Imposing blanket profit standards on diverse Medicaid programs “would be terrible policy,” he said.
TennCare director Gordon, who frequently advises other states on Medicaid, rejects suggestions that managed-care networks are inadequate or that contractors deny needed care. Third-party surveys show that 90 percent of Tennessee doctors take TennCare and most of them take new TennCare patients, he said, although consumer advocates dispute this.

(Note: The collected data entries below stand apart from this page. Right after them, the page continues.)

PR #3589, opened 2023-11-17
CAR-41 - refact(carDealership): added car dealership landing page with extension

guilhermespopolin:
## Describe your changes

- extract shared CMS page props retrieval into a function: `getStoryblokPageProps`
- create a `car-buyer/[contractId]` landing page to be linked by CRM

Current URL for car dearlership landing pages is: `[locale]/car-buyer?:id=[contractId]` while the CRM uses `[locale]/car-buyer/[contractId]`. Ideally we want the `contractId` as a required URL segment so this PR is about doing that. However car dealership landing pages are regular CMS pages, which are currently being handled by `pages/[[...slug]]` page. So what we want is to use the same _retrieve props for CMS pages logic_ used in `pages/[[...slug]]` for `car-buyer/[contractId]/index.tsx` page while preserving the `contractId` in the URL.


guilhermespopolin:
* main
  * **PR #3589** <a href="https://app.graphite.dev/github/pr/HedvigInsurance/racoon/3589?utm_source=stack-comment-icon" target="_blank">Graphite</a>  👈
    * **PR #3590** <a href="https://app.graphite.dev/github/pr/HedvigInsurance/racoon/3590?utm_source=stack-comment-icon" target="_blank">Graphite</a> 

This [stack of pull requests](https://stacking.dev/?utm_source=stack-comment) is managed by [Graphite](https://app.graphite.dev/github/pr/HedvigInsurance/racoon/3589?utm_source=stack-comment).

apps/store/src/pages/[[...slug]].tsx
```diff
@@ -84,78 +79,55 @@ export const getStaticProps: GetStaticProps<PageProps, StoryblokQueryParams> = a
...
-    breadcrumbs,
-    trustpilot,
-    hideChat: story.content.hideChat ?? false,
-  }
-
-  if (isProductStory(story)) {
-    const priceTemplate = fetchPriceTemplate(story.content.priceFormTemplateId)
-    if (priceTemplate === undefined) {
-      throw new Error(`Unknown price template: ${story.content.priceFormTemplateId}`)
+    const props = await getStoryblokPageProps({ context, slug, locale, draftMode })
```
Comment (guilhermespopolin) [inline apps/store/src/pages/[[...slug]].tsx:83]: This `getStaticProps` function will fail typescript here because `getLayoutWithMenuProps` can return the props or `null`. So whenever we call it we do the checking:

```
if (layoutWithMenuProps === null) return { notFound: true }
```

However we just want to spread those props inside `getStoryblokPageProps` which makes it difficult to check if layout with menu props was retrieved sucessfully while calling `getStoryblokPageProps`. So I thought about changing the signature of `getLayoutWithMenuProps` to throw an Error when it fails instead of `null` (next PR on the stack). Let me know what you think,

apps/store/src/pages/car-buyer/[contractId]/index.tsx
```diff
@@ -0,0 +1,26 @@
...
+type Params = {
+  contractId: string
+}
+
+export const getServerSideProps: GetServerSideProps<Props, Params> = async (context) => {
+  const { params, locale, draftMode = false } = context
+  if (!params) throw new Error('Missing params')
+  if (!isRoutingLocale(locale)) return { notFound: true }
+
+  // TODO: we should probably validate if the contractId is a valid UUID
```
Comment (alebedev) [inline apps/store/src/pages/car-buyer/[contractId]/index.tsx:17]: No need, let backend worry about it

apps/store/src/pages/car-buyer/[contractId]/index.tsx
```diff
@@ -0,0 +1,26 @@
...
+
+  const props = await getStoryblokPageProps({ context, slug: 'car-buyer', locale, draftMode })
```
Comment (alebedev) [inline apps/store/src/pages/car-buyer/[contractId]/index.tsx:19]: Do we want a constant for it?

alebedev (approved):
Very good!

TennCare members sometimes have trouble seeing specialist doctors, but so do patients in commercial plans, he said. Like many state Medicaid directors, he wonders how HHS can publish network rules for 50 states with widely varying geographies and health systems.
“We actually have a pretty solid network,” he said, with systems to closely track how contracted insurers are performing. The HHS investigation into Medicaid doctor networks “looked at it very narrowly” and “gives you a less complete picture of what’s going on in the states,” he said.
Written the wrong way, Gordon said, HHS limits on managed-care profits could discourage spending on coordinators who improve care quality at decreased cost.
“Yeah, we’re a little concerned,” about the proposed rules to be published by the Centers for Medicare & Medicaid Services, or CMS, he added. “There are some things that we think may have adverse effects.”
Other Tennesseans tend to oppose Washington decrees no matter what they say.
“We need to keep CMS out of our business. They have done nothing but screw everybody up,” said Dr. Iris Snider, an Athens pediatrician who praises the job Gordon and other officials have done with TennCare. “It really worries me … when we finally get a system that’s working reasonably well for my patients.”
This article is provided by Kaiser Health News, a nonprofit national health policy news service.